What is expected →
Where the records below show the word "replace" in a line, please copy that line.

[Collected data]
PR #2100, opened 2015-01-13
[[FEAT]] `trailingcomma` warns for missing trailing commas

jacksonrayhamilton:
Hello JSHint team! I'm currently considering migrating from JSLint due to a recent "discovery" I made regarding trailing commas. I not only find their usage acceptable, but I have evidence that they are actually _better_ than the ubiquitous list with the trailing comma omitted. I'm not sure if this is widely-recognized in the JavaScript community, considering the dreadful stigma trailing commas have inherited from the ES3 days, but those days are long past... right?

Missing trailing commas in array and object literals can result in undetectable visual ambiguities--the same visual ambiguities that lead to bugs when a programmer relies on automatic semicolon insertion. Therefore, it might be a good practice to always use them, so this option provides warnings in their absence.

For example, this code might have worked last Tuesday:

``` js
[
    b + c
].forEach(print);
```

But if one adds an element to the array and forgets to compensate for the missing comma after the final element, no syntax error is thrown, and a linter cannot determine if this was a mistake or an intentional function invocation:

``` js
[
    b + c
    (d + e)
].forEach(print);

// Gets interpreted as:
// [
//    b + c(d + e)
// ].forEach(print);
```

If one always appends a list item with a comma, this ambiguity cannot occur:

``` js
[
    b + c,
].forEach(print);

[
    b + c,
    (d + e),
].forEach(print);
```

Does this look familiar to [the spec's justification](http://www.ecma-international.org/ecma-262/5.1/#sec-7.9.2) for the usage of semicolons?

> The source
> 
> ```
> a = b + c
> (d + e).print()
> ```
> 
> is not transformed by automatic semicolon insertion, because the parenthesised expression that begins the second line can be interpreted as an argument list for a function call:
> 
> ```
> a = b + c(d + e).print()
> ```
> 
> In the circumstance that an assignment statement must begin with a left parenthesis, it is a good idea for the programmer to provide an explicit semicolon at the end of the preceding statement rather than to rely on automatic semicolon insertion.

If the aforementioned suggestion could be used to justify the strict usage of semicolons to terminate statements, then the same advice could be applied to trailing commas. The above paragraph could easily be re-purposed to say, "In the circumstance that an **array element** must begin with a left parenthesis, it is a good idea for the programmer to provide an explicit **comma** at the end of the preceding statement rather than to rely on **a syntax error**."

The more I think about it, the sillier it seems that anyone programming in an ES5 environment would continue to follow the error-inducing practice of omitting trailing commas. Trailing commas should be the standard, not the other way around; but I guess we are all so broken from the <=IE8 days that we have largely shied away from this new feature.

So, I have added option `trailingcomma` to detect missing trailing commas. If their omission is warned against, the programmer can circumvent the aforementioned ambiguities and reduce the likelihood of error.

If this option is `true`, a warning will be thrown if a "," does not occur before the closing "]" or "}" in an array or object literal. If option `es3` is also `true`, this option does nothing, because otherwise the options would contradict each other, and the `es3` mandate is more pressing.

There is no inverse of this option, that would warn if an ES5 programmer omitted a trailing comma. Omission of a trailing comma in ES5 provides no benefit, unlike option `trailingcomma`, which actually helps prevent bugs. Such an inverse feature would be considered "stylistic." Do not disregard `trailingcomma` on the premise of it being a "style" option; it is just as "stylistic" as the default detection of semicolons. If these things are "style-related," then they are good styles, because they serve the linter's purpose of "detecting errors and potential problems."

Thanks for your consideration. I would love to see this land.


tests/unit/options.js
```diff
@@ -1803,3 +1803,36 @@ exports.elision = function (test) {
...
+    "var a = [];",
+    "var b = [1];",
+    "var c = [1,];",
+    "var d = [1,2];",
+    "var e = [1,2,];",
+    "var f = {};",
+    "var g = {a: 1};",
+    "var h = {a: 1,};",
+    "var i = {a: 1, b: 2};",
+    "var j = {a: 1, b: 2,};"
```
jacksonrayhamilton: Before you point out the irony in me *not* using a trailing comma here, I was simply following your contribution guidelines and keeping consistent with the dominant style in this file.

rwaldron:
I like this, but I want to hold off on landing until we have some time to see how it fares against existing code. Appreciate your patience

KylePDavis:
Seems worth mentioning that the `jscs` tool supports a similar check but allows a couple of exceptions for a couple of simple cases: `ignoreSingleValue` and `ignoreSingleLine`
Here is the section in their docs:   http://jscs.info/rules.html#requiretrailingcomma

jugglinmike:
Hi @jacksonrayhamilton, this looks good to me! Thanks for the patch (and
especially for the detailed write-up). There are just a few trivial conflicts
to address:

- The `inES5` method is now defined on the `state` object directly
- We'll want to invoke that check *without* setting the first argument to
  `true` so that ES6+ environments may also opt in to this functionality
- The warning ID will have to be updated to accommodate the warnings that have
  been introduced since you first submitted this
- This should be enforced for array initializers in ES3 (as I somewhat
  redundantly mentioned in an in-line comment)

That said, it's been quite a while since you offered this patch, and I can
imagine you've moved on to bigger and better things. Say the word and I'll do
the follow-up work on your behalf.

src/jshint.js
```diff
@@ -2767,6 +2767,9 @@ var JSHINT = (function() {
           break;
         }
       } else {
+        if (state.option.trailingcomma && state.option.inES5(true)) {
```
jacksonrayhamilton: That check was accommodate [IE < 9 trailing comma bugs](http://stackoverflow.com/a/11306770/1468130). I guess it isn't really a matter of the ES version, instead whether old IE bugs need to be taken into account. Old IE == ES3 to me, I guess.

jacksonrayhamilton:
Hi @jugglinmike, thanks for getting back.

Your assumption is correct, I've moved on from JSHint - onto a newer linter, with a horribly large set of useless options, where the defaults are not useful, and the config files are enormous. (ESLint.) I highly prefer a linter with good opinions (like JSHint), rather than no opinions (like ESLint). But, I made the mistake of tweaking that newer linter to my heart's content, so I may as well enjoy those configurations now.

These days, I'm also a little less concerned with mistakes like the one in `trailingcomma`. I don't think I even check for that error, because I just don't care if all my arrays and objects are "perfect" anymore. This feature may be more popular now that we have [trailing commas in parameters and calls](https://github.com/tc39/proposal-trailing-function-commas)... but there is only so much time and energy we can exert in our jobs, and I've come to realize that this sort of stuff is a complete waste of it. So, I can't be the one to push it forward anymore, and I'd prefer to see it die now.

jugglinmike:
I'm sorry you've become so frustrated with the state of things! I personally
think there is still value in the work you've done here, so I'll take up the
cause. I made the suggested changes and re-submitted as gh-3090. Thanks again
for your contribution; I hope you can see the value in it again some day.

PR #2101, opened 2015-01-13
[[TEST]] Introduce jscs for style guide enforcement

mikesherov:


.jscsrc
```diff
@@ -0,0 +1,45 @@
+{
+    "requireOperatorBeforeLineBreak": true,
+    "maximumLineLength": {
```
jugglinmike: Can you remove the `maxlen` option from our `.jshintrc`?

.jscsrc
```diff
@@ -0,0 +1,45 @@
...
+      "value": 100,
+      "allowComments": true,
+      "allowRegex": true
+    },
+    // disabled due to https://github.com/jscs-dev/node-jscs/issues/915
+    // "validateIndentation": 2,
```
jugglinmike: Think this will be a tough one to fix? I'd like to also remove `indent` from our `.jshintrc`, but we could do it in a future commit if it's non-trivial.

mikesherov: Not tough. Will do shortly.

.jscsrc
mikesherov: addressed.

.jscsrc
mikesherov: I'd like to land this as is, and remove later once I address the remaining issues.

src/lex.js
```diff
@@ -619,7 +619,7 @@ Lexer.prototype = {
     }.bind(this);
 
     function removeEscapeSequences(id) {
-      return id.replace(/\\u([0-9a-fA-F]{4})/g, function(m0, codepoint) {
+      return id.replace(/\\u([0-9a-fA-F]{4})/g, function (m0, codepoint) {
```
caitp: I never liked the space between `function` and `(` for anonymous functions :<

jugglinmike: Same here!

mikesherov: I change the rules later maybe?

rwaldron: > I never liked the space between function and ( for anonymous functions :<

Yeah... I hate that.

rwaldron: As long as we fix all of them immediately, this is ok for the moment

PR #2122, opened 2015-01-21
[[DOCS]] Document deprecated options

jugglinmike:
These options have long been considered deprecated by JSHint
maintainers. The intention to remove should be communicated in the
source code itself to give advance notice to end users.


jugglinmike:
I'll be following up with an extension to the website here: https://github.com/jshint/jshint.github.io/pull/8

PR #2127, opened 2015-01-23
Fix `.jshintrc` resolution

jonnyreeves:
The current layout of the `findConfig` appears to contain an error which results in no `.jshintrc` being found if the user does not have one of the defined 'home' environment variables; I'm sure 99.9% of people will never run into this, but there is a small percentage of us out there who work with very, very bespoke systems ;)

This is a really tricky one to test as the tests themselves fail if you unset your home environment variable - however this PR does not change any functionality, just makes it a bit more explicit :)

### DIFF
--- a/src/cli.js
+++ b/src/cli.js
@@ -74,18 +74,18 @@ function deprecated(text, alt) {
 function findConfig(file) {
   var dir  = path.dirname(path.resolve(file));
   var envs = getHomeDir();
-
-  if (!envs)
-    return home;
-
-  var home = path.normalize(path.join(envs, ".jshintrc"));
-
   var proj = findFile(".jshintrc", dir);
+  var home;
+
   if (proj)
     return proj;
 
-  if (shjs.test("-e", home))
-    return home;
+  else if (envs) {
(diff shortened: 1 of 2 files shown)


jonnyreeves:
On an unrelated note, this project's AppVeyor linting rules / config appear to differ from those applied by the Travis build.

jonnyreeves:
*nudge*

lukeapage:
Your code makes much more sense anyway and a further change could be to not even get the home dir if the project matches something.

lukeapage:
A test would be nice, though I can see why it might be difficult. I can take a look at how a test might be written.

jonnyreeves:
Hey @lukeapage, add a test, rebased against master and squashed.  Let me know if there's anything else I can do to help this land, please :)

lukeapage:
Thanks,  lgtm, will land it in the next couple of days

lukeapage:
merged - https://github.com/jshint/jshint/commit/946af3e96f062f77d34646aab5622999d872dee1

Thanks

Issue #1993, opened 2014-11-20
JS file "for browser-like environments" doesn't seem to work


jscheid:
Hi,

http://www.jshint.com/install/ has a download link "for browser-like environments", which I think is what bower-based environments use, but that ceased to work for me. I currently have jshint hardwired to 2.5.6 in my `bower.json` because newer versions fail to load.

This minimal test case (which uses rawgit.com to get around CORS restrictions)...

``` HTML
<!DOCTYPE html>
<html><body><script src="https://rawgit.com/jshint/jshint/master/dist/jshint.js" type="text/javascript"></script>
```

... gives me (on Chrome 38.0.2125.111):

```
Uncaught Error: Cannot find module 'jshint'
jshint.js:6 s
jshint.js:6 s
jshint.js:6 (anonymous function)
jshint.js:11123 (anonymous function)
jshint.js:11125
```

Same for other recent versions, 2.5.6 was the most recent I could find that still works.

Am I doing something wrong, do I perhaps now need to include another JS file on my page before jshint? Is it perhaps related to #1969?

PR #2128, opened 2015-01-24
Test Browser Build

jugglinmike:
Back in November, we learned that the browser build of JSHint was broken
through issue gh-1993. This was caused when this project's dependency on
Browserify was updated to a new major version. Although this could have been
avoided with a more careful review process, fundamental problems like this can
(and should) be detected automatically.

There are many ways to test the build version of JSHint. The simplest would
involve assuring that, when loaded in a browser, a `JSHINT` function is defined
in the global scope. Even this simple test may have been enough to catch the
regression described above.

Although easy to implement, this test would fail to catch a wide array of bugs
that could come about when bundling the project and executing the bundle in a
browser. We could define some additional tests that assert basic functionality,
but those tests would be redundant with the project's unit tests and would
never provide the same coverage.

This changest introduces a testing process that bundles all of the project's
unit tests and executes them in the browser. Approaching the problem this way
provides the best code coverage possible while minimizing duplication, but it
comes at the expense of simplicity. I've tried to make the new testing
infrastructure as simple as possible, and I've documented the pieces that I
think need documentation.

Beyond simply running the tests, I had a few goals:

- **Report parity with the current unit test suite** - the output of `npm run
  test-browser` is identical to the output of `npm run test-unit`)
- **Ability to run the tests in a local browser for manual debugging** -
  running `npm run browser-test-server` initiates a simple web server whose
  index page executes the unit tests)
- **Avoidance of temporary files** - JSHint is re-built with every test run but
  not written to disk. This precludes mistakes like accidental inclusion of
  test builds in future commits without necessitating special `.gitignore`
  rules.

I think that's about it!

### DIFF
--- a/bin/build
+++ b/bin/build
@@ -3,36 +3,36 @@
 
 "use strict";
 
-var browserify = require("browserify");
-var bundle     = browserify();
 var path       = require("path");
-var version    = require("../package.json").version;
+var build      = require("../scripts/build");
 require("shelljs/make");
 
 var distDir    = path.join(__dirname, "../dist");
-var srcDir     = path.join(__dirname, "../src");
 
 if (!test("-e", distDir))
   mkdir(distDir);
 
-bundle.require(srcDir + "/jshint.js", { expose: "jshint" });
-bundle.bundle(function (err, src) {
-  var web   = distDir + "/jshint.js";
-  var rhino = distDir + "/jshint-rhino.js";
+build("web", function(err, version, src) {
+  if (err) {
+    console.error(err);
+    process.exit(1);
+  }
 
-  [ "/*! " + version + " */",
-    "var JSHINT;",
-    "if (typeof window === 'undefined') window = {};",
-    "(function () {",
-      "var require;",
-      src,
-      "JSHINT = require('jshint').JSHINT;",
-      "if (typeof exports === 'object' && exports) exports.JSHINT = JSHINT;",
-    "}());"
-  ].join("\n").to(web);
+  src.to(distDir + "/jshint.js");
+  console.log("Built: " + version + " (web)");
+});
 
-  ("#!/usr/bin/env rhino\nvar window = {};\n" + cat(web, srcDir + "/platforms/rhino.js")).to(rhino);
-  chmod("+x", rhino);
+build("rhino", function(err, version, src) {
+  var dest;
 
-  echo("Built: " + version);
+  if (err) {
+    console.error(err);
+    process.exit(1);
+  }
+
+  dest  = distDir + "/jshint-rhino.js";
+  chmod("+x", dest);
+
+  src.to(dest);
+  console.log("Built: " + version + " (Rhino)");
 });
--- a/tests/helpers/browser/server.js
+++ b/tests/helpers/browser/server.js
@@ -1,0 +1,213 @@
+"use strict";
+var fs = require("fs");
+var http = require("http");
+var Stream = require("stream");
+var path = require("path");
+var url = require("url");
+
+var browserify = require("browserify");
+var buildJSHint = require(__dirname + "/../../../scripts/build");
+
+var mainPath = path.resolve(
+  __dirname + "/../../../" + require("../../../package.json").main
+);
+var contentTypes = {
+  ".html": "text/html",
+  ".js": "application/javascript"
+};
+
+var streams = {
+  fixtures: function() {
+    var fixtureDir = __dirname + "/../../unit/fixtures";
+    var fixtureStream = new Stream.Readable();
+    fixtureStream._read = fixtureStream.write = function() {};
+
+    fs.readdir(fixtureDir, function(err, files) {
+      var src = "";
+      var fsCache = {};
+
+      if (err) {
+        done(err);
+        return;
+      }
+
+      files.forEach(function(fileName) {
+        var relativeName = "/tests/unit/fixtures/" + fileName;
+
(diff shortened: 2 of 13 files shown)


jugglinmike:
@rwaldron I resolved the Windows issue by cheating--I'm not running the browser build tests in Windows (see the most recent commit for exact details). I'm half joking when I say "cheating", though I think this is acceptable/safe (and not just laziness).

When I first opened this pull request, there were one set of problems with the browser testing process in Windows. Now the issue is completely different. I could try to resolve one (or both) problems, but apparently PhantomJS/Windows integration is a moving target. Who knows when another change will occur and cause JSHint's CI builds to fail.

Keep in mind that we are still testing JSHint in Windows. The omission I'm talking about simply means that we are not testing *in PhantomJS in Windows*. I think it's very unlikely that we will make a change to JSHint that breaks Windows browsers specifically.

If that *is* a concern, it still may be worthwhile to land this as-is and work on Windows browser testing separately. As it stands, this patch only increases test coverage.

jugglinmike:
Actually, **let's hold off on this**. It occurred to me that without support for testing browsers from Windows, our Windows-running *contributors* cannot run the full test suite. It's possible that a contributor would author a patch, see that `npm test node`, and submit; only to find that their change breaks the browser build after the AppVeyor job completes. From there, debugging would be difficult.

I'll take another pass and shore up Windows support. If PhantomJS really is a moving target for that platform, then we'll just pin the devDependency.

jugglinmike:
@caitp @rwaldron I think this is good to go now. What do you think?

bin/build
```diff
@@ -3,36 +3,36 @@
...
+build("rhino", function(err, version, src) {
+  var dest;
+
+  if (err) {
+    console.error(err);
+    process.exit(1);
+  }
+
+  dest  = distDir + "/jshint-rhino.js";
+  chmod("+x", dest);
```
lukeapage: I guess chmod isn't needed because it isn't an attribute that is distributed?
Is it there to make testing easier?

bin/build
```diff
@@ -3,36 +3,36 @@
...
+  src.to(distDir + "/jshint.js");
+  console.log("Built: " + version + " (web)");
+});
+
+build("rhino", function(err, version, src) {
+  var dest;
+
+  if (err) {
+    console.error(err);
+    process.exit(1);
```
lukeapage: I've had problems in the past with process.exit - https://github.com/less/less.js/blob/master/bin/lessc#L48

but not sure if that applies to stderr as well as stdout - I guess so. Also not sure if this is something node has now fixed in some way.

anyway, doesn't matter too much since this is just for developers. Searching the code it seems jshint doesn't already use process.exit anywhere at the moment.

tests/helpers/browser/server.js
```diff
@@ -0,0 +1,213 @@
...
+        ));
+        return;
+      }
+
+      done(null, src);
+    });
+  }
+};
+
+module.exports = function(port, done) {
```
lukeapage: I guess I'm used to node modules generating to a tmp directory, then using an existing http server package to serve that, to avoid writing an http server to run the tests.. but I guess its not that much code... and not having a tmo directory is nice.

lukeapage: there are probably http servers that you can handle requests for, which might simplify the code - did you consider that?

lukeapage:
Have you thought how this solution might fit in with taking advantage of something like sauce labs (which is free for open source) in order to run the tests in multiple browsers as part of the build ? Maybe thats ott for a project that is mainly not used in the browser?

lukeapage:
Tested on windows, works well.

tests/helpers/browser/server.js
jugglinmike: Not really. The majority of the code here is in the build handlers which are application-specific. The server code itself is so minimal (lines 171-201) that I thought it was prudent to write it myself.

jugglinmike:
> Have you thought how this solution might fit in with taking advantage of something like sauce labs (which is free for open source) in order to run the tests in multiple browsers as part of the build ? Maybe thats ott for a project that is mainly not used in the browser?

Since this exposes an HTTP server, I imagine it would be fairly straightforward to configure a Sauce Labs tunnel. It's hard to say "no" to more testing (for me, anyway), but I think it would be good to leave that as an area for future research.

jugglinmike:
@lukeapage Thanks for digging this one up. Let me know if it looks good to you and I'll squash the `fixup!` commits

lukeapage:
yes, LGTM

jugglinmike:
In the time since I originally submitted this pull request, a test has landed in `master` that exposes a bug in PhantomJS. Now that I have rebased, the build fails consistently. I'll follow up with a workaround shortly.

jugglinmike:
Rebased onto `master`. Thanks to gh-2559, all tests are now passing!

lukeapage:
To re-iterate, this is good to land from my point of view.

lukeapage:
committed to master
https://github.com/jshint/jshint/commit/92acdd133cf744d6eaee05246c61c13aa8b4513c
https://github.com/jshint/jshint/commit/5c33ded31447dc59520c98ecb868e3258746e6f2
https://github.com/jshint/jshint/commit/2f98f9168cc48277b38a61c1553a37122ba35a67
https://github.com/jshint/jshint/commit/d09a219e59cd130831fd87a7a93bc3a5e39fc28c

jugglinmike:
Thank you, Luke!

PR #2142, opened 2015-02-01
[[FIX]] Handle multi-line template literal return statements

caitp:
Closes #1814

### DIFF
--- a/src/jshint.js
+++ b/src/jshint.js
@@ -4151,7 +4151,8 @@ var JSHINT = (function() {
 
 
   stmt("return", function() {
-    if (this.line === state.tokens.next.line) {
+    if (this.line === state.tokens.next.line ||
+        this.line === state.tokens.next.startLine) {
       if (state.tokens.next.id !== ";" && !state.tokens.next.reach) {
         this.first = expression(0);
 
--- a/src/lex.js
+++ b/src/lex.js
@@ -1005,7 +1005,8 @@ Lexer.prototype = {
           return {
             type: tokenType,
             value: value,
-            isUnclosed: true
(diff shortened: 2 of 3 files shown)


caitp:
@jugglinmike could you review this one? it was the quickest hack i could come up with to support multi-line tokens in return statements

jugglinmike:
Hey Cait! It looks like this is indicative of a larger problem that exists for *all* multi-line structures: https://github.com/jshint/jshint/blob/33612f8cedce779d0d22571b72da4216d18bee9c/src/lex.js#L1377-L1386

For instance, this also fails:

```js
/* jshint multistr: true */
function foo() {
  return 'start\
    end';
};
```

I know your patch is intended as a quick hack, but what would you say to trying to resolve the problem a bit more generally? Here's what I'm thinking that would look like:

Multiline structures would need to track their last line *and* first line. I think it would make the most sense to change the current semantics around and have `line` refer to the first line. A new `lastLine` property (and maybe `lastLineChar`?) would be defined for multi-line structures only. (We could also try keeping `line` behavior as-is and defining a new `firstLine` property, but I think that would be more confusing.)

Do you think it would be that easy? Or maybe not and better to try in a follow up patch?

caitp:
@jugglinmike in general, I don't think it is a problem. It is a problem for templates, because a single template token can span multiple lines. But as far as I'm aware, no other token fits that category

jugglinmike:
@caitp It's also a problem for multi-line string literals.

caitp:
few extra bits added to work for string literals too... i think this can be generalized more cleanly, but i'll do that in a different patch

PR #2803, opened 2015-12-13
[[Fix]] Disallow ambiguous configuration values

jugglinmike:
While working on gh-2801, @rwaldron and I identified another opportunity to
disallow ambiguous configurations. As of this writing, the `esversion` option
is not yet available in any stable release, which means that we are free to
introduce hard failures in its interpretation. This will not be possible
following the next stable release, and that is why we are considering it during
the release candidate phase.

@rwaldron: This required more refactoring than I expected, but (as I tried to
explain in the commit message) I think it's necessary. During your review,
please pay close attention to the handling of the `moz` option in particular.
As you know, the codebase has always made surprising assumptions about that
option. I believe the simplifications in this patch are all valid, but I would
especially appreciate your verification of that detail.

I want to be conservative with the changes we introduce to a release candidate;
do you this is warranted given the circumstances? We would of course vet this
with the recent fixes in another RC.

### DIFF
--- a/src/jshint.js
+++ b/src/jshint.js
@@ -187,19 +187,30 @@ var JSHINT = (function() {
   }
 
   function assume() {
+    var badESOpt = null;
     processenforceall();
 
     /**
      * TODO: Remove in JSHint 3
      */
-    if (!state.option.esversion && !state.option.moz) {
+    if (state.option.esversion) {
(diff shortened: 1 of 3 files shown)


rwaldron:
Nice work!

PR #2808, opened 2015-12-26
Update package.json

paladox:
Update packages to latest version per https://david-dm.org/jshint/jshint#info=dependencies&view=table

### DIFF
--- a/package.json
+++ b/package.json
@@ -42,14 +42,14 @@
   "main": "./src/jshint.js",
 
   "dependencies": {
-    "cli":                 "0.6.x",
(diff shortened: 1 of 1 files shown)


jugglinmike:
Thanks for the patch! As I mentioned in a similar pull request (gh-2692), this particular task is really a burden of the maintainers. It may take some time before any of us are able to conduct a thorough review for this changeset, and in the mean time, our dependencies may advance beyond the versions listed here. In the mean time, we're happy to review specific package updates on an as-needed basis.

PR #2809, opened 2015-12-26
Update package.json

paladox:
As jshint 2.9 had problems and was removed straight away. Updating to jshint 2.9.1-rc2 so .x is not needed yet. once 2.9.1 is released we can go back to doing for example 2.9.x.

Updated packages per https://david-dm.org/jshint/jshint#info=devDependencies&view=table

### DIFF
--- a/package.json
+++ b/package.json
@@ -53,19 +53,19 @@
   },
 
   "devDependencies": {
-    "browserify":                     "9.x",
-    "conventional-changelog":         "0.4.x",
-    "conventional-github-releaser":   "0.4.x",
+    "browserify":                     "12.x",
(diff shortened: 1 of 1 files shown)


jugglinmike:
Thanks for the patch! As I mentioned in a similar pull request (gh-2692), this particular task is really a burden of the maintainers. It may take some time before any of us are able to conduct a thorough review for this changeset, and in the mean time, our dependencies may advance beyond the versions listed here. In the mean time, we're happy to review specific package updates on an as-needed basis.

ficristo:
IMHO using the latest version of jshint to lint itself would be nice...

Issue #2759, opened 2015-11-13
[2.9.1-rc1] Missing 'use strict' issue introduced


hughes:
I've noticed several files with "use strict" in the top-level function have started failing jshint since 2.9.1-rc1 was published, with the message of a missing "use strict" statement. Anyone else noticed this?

Answer box →
-      return id.replace(/\\u([0-9a-fA-F]{4})/g, function(m0, codepoint) {
+      return id.replace(/\\u([0-9a-fA-F]{4})/g, function (m0, codepoint) {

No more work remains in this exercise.